The two men said they believed that the original route for the flood water through the culverts down to the Blackwater River should be excavated and restored to the pre-2003 position. They called on the Council for support and said repair work on their houses could not start until the flooding problem in the area had been solved.
The Dunkitt deputation pointed out that Kent’s Pub was flooded for the first time in living memory and was now closed. A local man who went for a pint at night was unable to get back into his house when faced by the flash flood.
Another deputation from Ballinacurragh, Kilmacow, consisting of husband and wife Paul and Barbara Scannell and a neighbour Brendan Hoban, complained that their homes were also flooded on November 19 last.
The Scannells stated that they had moved out of their home and were now in alternative accommodation. They were not willing to take a gamble and redecorate their home until they got a guarantee the flooding problem had been solved. They said they were paying rent and a mortgage and would not be able to afford to send their daughter to university.
Mr Hoban said he filled sand bags with the help of neighbours in a desperate attempt to keep back the flood waters and they pumped 28,000 gallons of water from around the house. He said he had been living in his house for 34 years and was never flooded but now there had been four floods in two months. Run-off water from farmland was flowing into a nearby partly filled-in quarry. The Council gave him no help and he was now taking a gamble and was redecorating his house at a cost of €23,000.
“When you are going to bed at night and rain is lashing down just think of us because we will not be sleeping”, he said.
Council Chairman Michael O’Brien said it was “the luck of God” that there had not been a fatality in the floods. In order for people to have confidence in a solution to the problem, it would have to be tackled by professional consultants.
Cllr Eamon Aylward (FF) said it was a shame to see the condition of the houses which were destroyed by the floods.
Area Engineer Denis Lawlor said it had been suggested that the construction of the new motorway changed surface water drainage patterns in the Dunkitt area and exacerbated periodic flooding in the area.
The National Roads Authority was arranging for the appointment of an independent engineering consultant to assess the merits of the claims and the Council must await the findings, he said.
The Council was liaising with Iarnoid Eireann with a view to affecting maintenance works on the culverts passing through lands immediately downstream of the affected houses at Dunkitt Bridge. It was clear that elements of that drainage system were in need of maintenance but it might not be the sole cause of flooding.

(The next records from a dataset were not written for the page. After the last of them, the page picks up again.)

PR #6135, opened 2016-07-21
Fix to #5672 - Query :: Include with multiple navigations (including optional navigation) fails

maumar:
Problem was that our include logic for groupjoin was expecting outer and inner elements (on which the include was being performed) to be entities. However sometimes those elements would be TransparentIdentifiers (e.g. when the element comes from a result of SelectMany).

Fix is to also store (when necessary) the accessor from the outer/inner element to the entity that we want to include, extract the actual entity in runtime and apply include operations on that entity instead of the actual outer/inner element.

### DIFF
--- a/src/Microsoft.EntityFrameworkCore.Relational/Query/AsyncQueryMethodProvider.cs
+++ b/src/Microsoft.EntityFrameworkCore.Relational/Query/AsyncQueryMethodProvider.cs
@@ -385,8 +385,10 @@ namespace Microsoft.EntityFrameworkCore.Query
                 private IAsyncEnumerator<ValueBuffer> _sourceEnumerator;
                 private bool _hasNext;
                 private TOuter _nextOuter;
-                private AsyncGroupJoinInclude.AsyncGroupJoinIncludeContext outerGroupJoinIncludeContext;
-                private AsyncGroupJoinInclude.AsyncGroupJoinIncludeContext innerGroupJoinIncludeContext;
+                private AsyncGroupJoinInclude.AsyncGroupJoinIncludeContext _outerGroupJoinIncludeContext;
+                private AsyncGroupJoinInclude.AsyncGroupJoinIncludeContext _innerGroupJoinIncludeContext;
+                private Func<TOuter, object> _outerEntityAccessor;
+                private Func<TInner, object> _innerEntityAccessor;
 
                 public GroupJoinAsyncEnumerator(
                     GroupJoinAsyncEnumerable<TOuter, TInner, TKey, TResult> groupJoinAsyncEnumerable)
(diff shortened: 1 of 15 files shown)


maumar:
@anpete @divega

src/Microsoft.EntityFrameworkCore.Relational/Query/AsyncQueryMethodProvider.cs
```diff
@@ -418,7 +418,15 @@ var outer
 
                         if (_groupJoinAsyncEnumerable._outerGroupJoinInclude != null)
                         {
-                            await _groupJoinAsyncEnumerable._outerGroupJoinInclude.IncludeAsync(outer, cancellationToken);
+                            var outerEntityAccessor = _groupJoinAsyncEnumerable._outerGroupJoinInclude.EntityAccessor as Func<TOuter, object>;
```
anpete: Can we only do this cast once?

src/Microsoft.EntityFrameworkCore.Relational/Query/AsyncQueryMethodProvider.cs
```diff
@@ -385,8 +385,10 @@ private sealed class GroupJoinAsyncEnumerator : IAsyncEnumerator<TResult>
                 private IAsyncEnumerator<ValueBuffer> _sourceEnumerator;
                 private bool _hasNext;
                 private TOuter _nextOuter;
-                private AsyncGroupJoinInclude.AsyncGroupJoinIncludeContext outerGroupJoinIncludeContext;
-                private AsyncGroupJoinInclude.AsyncGroupJoinIncludeContext innerGroupJoinIncludeContext;
+                private AsyncGroupJoinInclude.AsyncGroupJoinIncludeContext _outerGroupJoinIncludeContext;
```
anpete: Oops! :smile:

src/Microsoft.EntityFrameworkCore.Relational/Query/AsyncQueryMethodProvider.cs
```diff
@@ -418,9 +422,16 @@ var outer
 
                         _nextOuter = default(TOuter);
 
-                        if (outerGroupJoinIncludeContext != null)
+                        if (_outerGroupJoinIncludeContext != null)
                         {
-                            await outerGroupJoinIncludeContext.IncludeAsync(outer, cancellationToken);
+                            if (_outerEntityAccessor != null)
```
anpete: Use ternary

src/Microsoft.EntityFrameworkCore.Relational/Query/ExpressionVisitors/Internal/IncludeExpressionVisitor.cs
```diff
@@ -161,9 +171,18 @@ var groupJoinInclude
 
                 if (groupJoinInclude != null)
                 {
-                    var newArguments = methodCallExpression.Arguments.ToList();
+                    var groupJoinIncludeExpression = (Expression)Expression.Constant(groupJoinInclude);
```
anpete: Why this cast?

anpete:
:shipit: after R# cleanup.

PR #6136, opened 2016-07-21
Fix #5444 - Uwp ToListAsync() throws Exception with Message "The sema…

### LINKED ISSUE #5444: Uwp ToListAsync() throws Exception with Message "The semaphore has been disposed."
Hi,
I am using EF RC2 with an UWP App, after the update from EF RC1 the following Code lines:
`var iq= ctx.Projects.Include(p => p.Address).ThenInclude(a => a.GeoLocation);`
`return await iq.ToListAsync();`

throw an exception with the message="The semaphore has been disposed".

The same query works fine with synchronious ToList()

=> SingleOrDefaultAsync is also not working as expected.

anpete:
…phore has been disposed.

Improves exception that is generated when a context is disposed before an async query has completed.


ajcvickers:
:shipit:

Issue #6109, opened 2016-07-19
ChangeTracker shouldn't throw on conceptual nulls if one of the fk properties is nullable


AndriySvyryd:
```C#

public class Product
{
    public int Id { get; set; }
    public int PartitionId { get; set; }

    public int? CategoryId { get; set; }
    public Category Category { get; set; }
}

public class Category
{
    public int Id { get; set; }
    public int PartitionId { get; set; }

    public ICollection<Product> Products { get; set; }
}

public class StoreContext : DbContext
{
    public DbSet<Product> Products { get; set; }
    public DbSet<Category> Categories { get; set; }

    public StoreContext(DbContextOptions options)
        : base(options)
    {
    }

    protected override void OnModelCreating(ModelBuilder modelBuilder)
    {
        modelBuilder.Entity<Product>()
            .HasKey(p => new { p.Id, p.PartitionId });
        modelBuilder.Entity<Category>()
            .HasKey(c => new { c.Id, c.PartitionId });

        modelBuilder.Entity<Product>().HasOne(p => p.Category)
            .WithMany(c => c.Products)
            .HasForeignKey(p => new { p.CategoryId, p.PartitionId });
    }
}

context.Products.Add(new Product { Id = 1, PartitionId = 1, Category = new Category { Id = 2, PartitionId = 1 } });
context.SaveChanges();

context.Products.Include(p => p.Category).Single().Category = null;
context.SaveChanges();
```
Throws:
`The association between entity types 'Product' and 'Category' has been severed but the foreign key for this relationship cannot be set to null. If the dependent entity should be deleted, then setup the relationship to use cascade deletes.`

PR #6142, opened 2016-07-22
Fix handling of conceptual nulls for composite keys in change tracker

ajcvickers:
Issue #6109

Fix is to clear any conceptual null if any part of the composite key is nullable, and to instead make sure that that part is null.

Also added more coverage for update scenarios with composite keys and improved perf of GraphUpdatesTest.


anpete:
:shipit:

A recent camera study of a pipeline drain revealed that it had partially collapsed or was restricted. Further investigations were due to be carried out by the Council but the local authority had no liability or funds for further works, he said.
At Ballinacurragh the Council proposed to provide a pipe from the junction of the Charlestown Road back towards the south. The water would be piped across the road into the larger of the local quarries. A surface water pipe already discharged at that location and the size would be increased to adequately cater for surface water. A series of gullies were to be placed along the pipeline to intercept surface water from the road surface. The anticipated cost of the work was €35,000.
Mr Lawlor said the Council was seeking funding from the OPW for flood relief works at Dungooly, Mooncoin. Watercourses were to be cleared all the way to the outfall at the River Suir. The work was anticipated to cost €23,000.
Work has already been undertaken to reduce flooding at the New Road and Chapel St, Mooncoin. The dyke taking water back towards Grange had been opened as well as the dyke along the New Road. This appeared to have reduced the flooding and further work was proposed at the bottom of the Durnane Road to increase the pipe capacity. The water pipe crossing the N 24 in Mooncoin was to be increased in size. The work was anticipated to cost €130,000.